Date of Award

Summer 8-16-2018

Document Type


Degree Name

Doctor of Philosophy (PhD)

First Advisor

Katie Evans


Unmanned aerial vehicles have been an area of interest in both research and industry for the past several decades. Advancements in technology have allowed such aircraft to decrease in size. UAVs are less expensive than traditional aircraft and are less restricted in where they can fly due to their compact size, leading to shifts in the way infrastructure, agriculture, and transportation surveillance and operations are handled.

However, small aerial vehicles and flexible, composite ones are more susceptible to crashes. This has led to an increased interest in methods to control such aircraft. In order to accurately model for a composite, flexible-wing aircraft, there is need for a more complex framework which takes into account the non-linear, spatially varying components associated with the frame. Throughout this project, the application under consideration is the internal damping coefficients.

In order to compare damping mechanisms, experiments were conducted in which a time history of the displacement at the tip of a cantilevered beam was measured. The optimal parameters were found for each model using a least squares cost equation for comparison with the measured data. These damping parameters were then incorporated into the generalized beam equation so that performance could be evaluated. This process was repeated for a variety of models.

This project builds upon previous studies on spatial hysteresis, a non-local internal form of damping. Spatial hysteresis damping was proposed as a damping model for large, flexible, composite space structures. This method was first proposed by H.T. Banks and D.J. Inman for large space structures constructed of graphite epoxy composite materials (see, for example, [2], [9], [10]).

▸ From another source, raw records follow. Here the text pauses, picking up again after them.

PR #1397, opened 2020-10-23
Proposal: Update cell tests to just test that nothing is thrown

cannikin:
Right now the cell tests are testing very specific (sometimes the exact) text output from each state (Loading, Empty, Failure, Success). As soon as you change anything in any of these functions, the test fails. I feel like this is not ideal for new developers, or new-to-Redwood developers—a failing test inherently signals to you that you did something "bad" but in this case you just started building out your real functionality. Why should they be "punished" for that?

I propose that the default Cell tests follow the lead of the default Component, Page and Layout tests: just check that no errors are raised. Once you get your component/cell dialed in you can update your test to target specific output, but when you're just building them out the safest thing to check is that no errors are raised:

```javascript
test('Success renders successfully', async () => {
  expect(() => {
    render(<Success posts={standard().posts} />)
  }).not.toThrow()
})
```

It still uses the mocks, and passes them to the components for rendering, but the expectation is just that you didn't horrifically break anything.

I think we can agree that having a Page test that tested for the presence of the default "Find me in web/src/pages/HomePage/HomePage.js" since will pass once or, if they don't bother running the suite, never! Users are guaranteed to change it, and break the test, and have to change that as well. So let's not force them to do extra work just to get started in a Cell either.

We're seeing this cause issues specifically during the tutorial—by the time you finish, if you were to run the test suite, you'd get failures in all of your cells. I don't think this is a good first experience for users. I would love, at the end of part 1 of the tutorial, to tell the reader:

> By the way, run `yarn rw test`—you've got a full test suite! Now check out part 2 to learn about writing your own tests...

Before I could start on part 2 of the tutorial I had to update the test suite so that I could start out new users with everything being green. Let's default them to the happy path and then explain to them the virtues of adding tests and keeping them up-to-date with their component code.

/cc @mojombo @RobertBroersma

PR #290, opened 2020-03-18
Switch router and web from esm to cjs.

peterp:

PR #5827, opened 2022-06-25
Fix unused import in generator cell test template

### LINKED ISSUE #5060: Cell generator creates unused import in test
When creating a cell, the test file reads:

```ts
import { render, screen } from '@redwoodjs/testing/web'
```

at the top. However, screen is unused in the test an thus ESLint complains: 

```terminal
'screen' is defined but never used. Allowed unused vars must match /^_/u.eslint[@typescript-eslint/no-unused-vars](https://typescript-eslint.io/rules/no-unused-vars)
```

Fun fact: This does not happen when generating `page`s or `component`s.

Philzen:
Closes #5060

### DIFF
--- a/__fixtures__/test-project/web/src/components/BlogPostCell/BlogPostCell.test.tsx
+++ b/__fixtures__/test-project/web/src/components/BlogPostCell/BlogPostCell.test.tsx
@@ -1,4 +1,4 @@
-import { render, screen } from '@redwoodjs/testing/web'
+import { render } from '@redwoodjs/testing/web'
 
 import { Loading, Empty, Failure, Success } from './BlogPostCell'
 import { standard } from './BlogPostCell.mock'
--- a/__fixtures__/test-project/web/src/components/BlogPostsCell/BlogPostsCell.test.tsx
+++ b/__fixtures__/test-project/web/src/components/BlogPostsCell/BlogPostsCell.test.tsx
@@ -1,4 +1,4 @@
-import { render, screen } from '@redwoodjs/testing/web'
+import { render } from '@redwoodjs/testing/web'
 
 import { Loading, Empty, Failure, Success } from './BlogPostsCell'
 import { standard } from './BlogPostsCell.mock'
--- a/__fixtures__/test-project/web/src/components/WaterfallBlogPostCell/WaterfallBlogPostCell.test.tsx
+++ b/__fixtures__/test-project/web/src/components/WaterfallBlogPostCell/WaterfallBlogPostCell.test.tsx
@@ -1,4 +1,4 @@
-import { render, screen } from '@redwoodjs/testing/web'
+import { render } from '@redwoodjs/testing/web'
 
 import { Loading, Empty, Failure, Success } from './WaterfallBlogPostCell'
 import { standard } from './WaterfallBlogPostCell.mock'
--- a/packages/cli/src/commands/generate/cell/__tests__/__snapshots__/cell.test.js.snap
+++ b/packages/cli/src/commands/generate/cell/__tests__/__snapshots__/cell.test.js.snap
@@ -83,7 +83,7 @@ export const Success = ({
 `;
 
 exports[`TypeScript: generates list cells if list flag passed in 2`] = `
-"import { render, screen } from '@redwoodjs/testing/web'
+"import { render } from '@redwoodjs/testing/web'
 import { Loading, Empty, Failure, Success } from './BazingaCell'
 import { standard } from './BazingaCell.mock'
 
--- a/packages/cli/src/commands/generate/cell/templates/test.js.template
+++ b/packages/cli/src/commands/generate/cell/templates/test.js.template
@@ -1,4 +1,4 @@
-import { render, screen } from '@redwoodjs/testing/web'
+import { render } from '@redwoodjs/testing/web'
 import { Loading, Empty, Failure, Success } from './${pascalName}Cell'
 import { standard } from './${pascalName}Cell.mock'
 


dac09:
Hi again @Philzen!

This import is something I've been aware of, but I wonder if its not worth removing this import? I would instead add the unused screen imports to the page and component generators probably.

Generators often produce code that doesn't pass linting, and thats totally okay, if it serves another purpose - in this case, giving people a hint that screen can be imported from the package.

Philzen:
Well, that's the linting rules that redwood ships with and it makes my code tab red :cry: 

Also, there also is a [clear, unambiguous comment](https://github.com/redwoodjs/redwood/pull/5827/files#diff-61b70e171dde41fe8e245f38f44c78d8ec3354923c8b8b9a9713d1b1f7db74f8R33) where screen needs to imported from if required.

Is there any point in keeping an unused import lying around in generated files – which may or may not ever be used?

dthyresson:
@jtoar refresh my memory, was `screen` added for [accessibility](https://redwoodjs.com/docs/accessibility) needs?

jtoar:
@dthyresson No I don't think so. Just went through the blame, and it was added quite some time ago: https://github.com/redwoodjs/redwood/pull/290. But the template code that uses screen has long since been removed: https://github.com/redwoodjs/redwood/pull/1397.

One thing I find odd is that I only see `screen` in TS projects, not JS projects. [`transformTSToJS`](https://github.com/redwoodjs/redwood/blob/d17f92982f13eebc154e915a3077ad0149b1540a/packages/cli/src/commands/generate/cell/cell.js#L133) must strip it because TS complains. For that reason and the ones that @Philzen mentioned I'm ok with this change. But @dac09 feel free to overrule me if you still disagree and we can discuss with the team at large.

jtoar:
@Philzen I've merged main into this branch. I think you've expressed distaste at that before, so sorry that I went ahead and did that! I just want to make sure checks pass on main, and I don' think anymore code changes need to be made.

dac09:
Hi all, going to close this, as it will be superceded by https://github.com/redwoodjs/redwood/pull/6058 - where all tempaltes are now going to use screen (for different reasons). 

Thanks again @Philzen

Philzen:
Ah i see: https://github.com/redwoodjs/redwood/pull/6058/files#diff-61b70e171dde41fe8e245f38f44c78d8ec3354923c8b8b9a9713d1b1f7db74f8R15

That's cool with me – IMHO this is a clear improvement to the test template. :+1:

Philzen:
> Hi all, going to close this, as it will be superceded by #6058 - where all tempaltes are now going to use screen (for different reasons).

Oh, i just realized #6058 has been cancelled / not merged. The successor #5985 (which is still a draft) doesn't seem to fix #5060. @dac09 maybe reopen & merge this PR for the time being?

Then we could close #5060 and move on w/o the generator producing red quiggles in generated tests :wink:

Tobbe:
So we discussed the generated tests on a team meeting.

We decided we're not going to use `screen` in the generated tests. The reason is given here: https://github.com/redwoodjs/redwood/pull/1397

We did not however (iirc) decide if we should still leave the screen import in there or not. I'll reopen this PR for now.

Tobbe:
We have this comment further down in the file

image

I know we said on the meeting that we sometimes generate unused code to educate our users on how to use the code, to discover features etc. In these files I think that generated comment is enough to show the users how to write tests. So I think we can remove the unused import. @dac09 What do you think? Is the comment enough?

Philzen:
> We decided we're not going to use `screen` in the generated tests. The reason is given here: #1397

Oh yeah, that is a darn good reason for not using screen in the test template that @cannikin brought up there, i did not think of that catch :man_facepalming: 

> We did not however (iirc) decide if we should still leave the screen import in there or not. I'll reopen this PR for now.

Cheers @Tobbe – just wanted to add that @jtoar [confirmed](https://github.com/redwoodjs/redwood/issues/5060#issuecomment-1123256948) that this only seems to apply to typescript generated tests, not js. So should the team decide to keep it in this should be at least harmonized with the JS behaviour.

I'd like to add that i strongly feel we should strive to ensure the generator never produces code that does not follow the linting rules – as it produces red squiggles in the IDE. Such a behaviour adds uncertainty to the DX (i'm speaking from my own experience and other Redwood beginners [have also expressed that](https://github.com/redwoodjs/redwood/issues/5866#issuecomment-1175172760)) and what's worse, it could degrade the perceived quality / stability of the (awesome!) project and its (awesome!) generators.

dac09 (approved):

dac09:
Just needs a test-project rebuild.

dac09:
So the PR got a little bit stale - lots of merge conflicts. I've reapplied your changes @Philzen and regenerated the project in #5827 - wlil merge it in as soon as its green.

Thanks for taking the time!

Philzen:
@dac09 no need for conflict.

grafik

I simply did an interactive rebase on main, and added a commit to update the fixtures. I believe you can simply merge this one.

Philzen:
@dac09 @Tobbe this of course still fails because one of the jest snapshots doesn't match anymore. Can you throw me the command how to update the snapshots?

jtoar:
From the root of your local copy of the RW framework, it should be:

```
yarn workspace @redwoodjs/cli run test -u
```

Philzen:
> From the root of your local copy of the RW framework, it should be:
> 
> ```
> yarn workspace @redwoodjs/cli run test -u
> ```

Cheers @jtoar – So since yesterday i learned about fixtures and snapshot by nagging you guys from the core team ;)

I briefly checked https://redwoodjs.com/docs/contributing-walkthrough and https://redwoodjs.com/docs/contributing for "snapshot" but couldn't find any info. 

Should we maybe take a note / issue to add this info to the PR process documentation? On the other hand, this has the potential to scare newbies away, but i guess it's "no CI pain, no gain" :wink:

Philzen:
@dac09 

> **1. Generators do not produce code that you just run and then deploy.** 
Hell no (and i never assumed that) – nobody in his right mind would or should do that except for Chuck Norris :wink: 

> Your project is different and there's absolutely no way of forseeing every possible possible permutation a Redwood project can take. 

Sure, and i don't believe we have to. Currently, all of these issues i worked on were out-of-the-box, mint-configuration eslint generator violations. Talking about my project – no it's actually not (yet) that different – we're using the default linting rules shipped in the ESLint-package (although we'll soon improve upon them and i am also planning to suggest some for Redwood :monocle_face:). As soon as a user goes down the road to customize them, they will be more advanced, and expect one or the other red squiggle, as they will be knowing what they are doing. But then they're out of the woods and of course we don't need to cater for their customized environments.

> We could add eslint ignore and tsignores everywhere so all the generated code is always green 

1. Again, i did not advocate for that as a solution for everything – my intent is simply to have generators produce code that passes our own linting rules, not more, not less. I believe it is an important marketing factor to build trust in the project. Newbies will easily think that they did something wrong (I have experienced that insecurity in the beginning, and other people [have expresses that](https://github.com/redwoodjs/redwood/issues/5866#issuecomment-1175172760) too), or worse, they'll the framework has a bug, respectively doesn't take it's own linting rules seriously despite imposing them on the users. An #opinionatedFramework takes away freedom, but within those boundaries that it imposes, it should strive to be as flawless as possible.
2. but actually, as you mentioned it, the generators code base is already sprinkled with dozens of those ignore rules (just do a full-text-search for `no-unused-vars`) – which i believe it is is OK in some cases to be able to illustrate something to our users, w/o confusing them with red squiggles. At the end of the day: it's a trade-off.

I simply believe it would be a great win if we could just add `yarn rw lint` to the CI pipeline and keep our out-of-the-box code validated against our own ESLint rules all the time, as [suggested before](https://github.com/redwoodjs/redwood/pull/6059#issuecomment-1207528290).

PR #5832, opened 2022-06-26
Fix misnamed forbidden page route

Philzen:
I haven't tried, but as the whole example doesn't show a single route of `name='forbidden'` i believe the two private sets at the bottom cannot redirect anywhere.

Also, route `name`s are supposed to be unique, correct?


Tobbe:
Thanks @Philzen!

Philzen:
> Thanks @Philzen!

My pleasure, thanks this awesome framework, keep it up :)

PR #5840, opened 2022-06-27
Caution on yarn rw setup auth dbAuth

PrinceMwase:
yarn rw setup auth dbAuth fails to complete without internet access


PrinceMwase:
oh yes, it should definitely be ```:::info``` since it does not leave the project in unusable state

jtoar:
Hey @PrinceMwase, it seems a little obvious to me that internet connection is required to install packages. You need internet connection just to `yarn create redwood-app` even. Maybe what wasn't obvious to you was that `setup` installs packages? I could see some value in including an aside like the one you've added that talks about "What's a setup command anyway?" 

But let me stop talking because I may be assuming too much. Could you explain a little more why you think this change is necessary?

PrinceMwase:
hey @jtoar , For someone else like me who is not always connected because internet is kinda expensive in my country and pretty trippy , i thought it would help to give some information than to have false hopes like something is happening in the background, in my case i had to stop and run the command twice after 10 minutes before getting some errors saying it actually needs internet

jtoar:
Totally understood. I don't mean to be insensitive! I'm just trying to understand the root of the problem. I just tried disconnecting my internet and running the command, and what I'm seeing is that it's stuck forever like this:

```
dom@evaM1 ~/p/r/rwprj (main)> yarn rw setup auth dbAuth
✔ Overwrite existing /api/src/lib/auth.[jt]s? … yes
  ✔ Generating auth lib...
    ✔ Successfully wrote file `./api/src/lib/auth.js`
    ✔ Successfully wrote file `./api/src/functions/auth.js`
  ✔ Adding auth config to web...
  ✔ Adding auth config to GraphQL API...
  ⠴ Adding required web packages...
    Installing packages...
    Adding SESSION_SECRET...
    One more thing...
```

I expected an error to be thrown. Instead it never seems to throw. It just keeps on spinning. Confirming that's what you see too?

Under the hood, the `Adding required web packages...` step does this:

https://github.com/redwoodjs/redwood/blob/d17f92982f13eebc154e915a3077ad0149b1540a/packages/cli/src/commands/setup/auth/auth.js#L371-L384

If I run the command execa is running without internet, it throws pretty quickly:

```
$ yarn workspace web add @redwoodjs/auth
➤ YN0027: @redwoodjs/auth@unknown can't be resolved to a satisfying range
➤ YN0001: RequestError: getaddrinfo ENOTFOUND registry.yarnpkg.com
    at ClientRequest.<anonymous> (/Users/dom/.node/corepack/yarn/3.2.1/yarn.js:195:14361)
    at Object.onceWrapper (node:events:642:26)
    at ClientRequest.emit (node:events:539:35)
    at ClientRequest.o.emit (/Users/dom/.node/corepack/yarn/3.2.1/yarn.js:190:90453)
    at TLSSocket.socketErrorListener (node:_http_client:454:9)
    at TLSSocket.emit (node:events:527:28)
    at emitErrorNT (node:internal/streams/destroy:157:8)
    at emitErrorCloseNT (node:internal/streams/destroy:122:3)
    at processTicksAndRejections (node:internal/process/task_queues:83:21)
    at GetAddrInfoReqWrap.onlookup [as oncomplete] (node:dns:71:26)

➤ Errors happened when preparing the environment required to run this command.

```

According to the yarn docs, [a `YN0001` shouldn't happen](https://yarnpkg.com/advanced/error-codes/#yn0001---exception), so maybe we can see about yarn throwing a different error, something that says "It looks like you don't have internet"?

But we also need to figure out why execa is spinning forever.

jtoar (approved):
Temporarily approving to see if I can update from main

jtoar:
Sorry for losing this one. I can't update the branch for some reason, nor can I push commits to it. I was going to move the commit to the current version of the docs and merge. I'm going to close for now, but if you can manage to update the branch for me I'd be happy to merge after moving the snippet to the current version of the docs.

These structures, due to their use in spacecraft, were much more rigid than the materials in which we are primarily interested.

Spatial hysteresis was not adopted on a large scale because it is computationally expensive. In the 1980s, when the model was proposed, it was extremely time consuming to incorporate spatial hysteresis using the current technology. Spatial hysteresis involves a kernel function and additional integration variable [8], [11], [15]. However, as computer processing power has increased, so has the potential to incorporate spatial hysteresis into the partial differential equation for a cantilevered beam. Due to this, recent research has proposed that such a damping model could also be used for composite, flexible wing UAVs ([16], [18], [19], [3]). These projects found that, by incorporating spatial hysteresis damping into an Euler Bernoulli beam model for a micro aerial vehicle (MAV), the aircraft was controlled more effectively in flight than by using Kelvin Voigt damping alone.

This work expands the field in that it merges two research areas: the experimental work done on space structures and theoretical work on applying spatial hysteresis to UAV models. It allows a theoretical form of internal damping to be experimentally validated for use in mathematical models of MAVs. This is significant because, by having a more complete understanding of composite, flexible wing materials, UAV development is more able to address control issues accurately and efficiently. With the boom of the UAV industry, there is a clear need for a mathematical model which accurately describes the materials used. This project aims to address that need.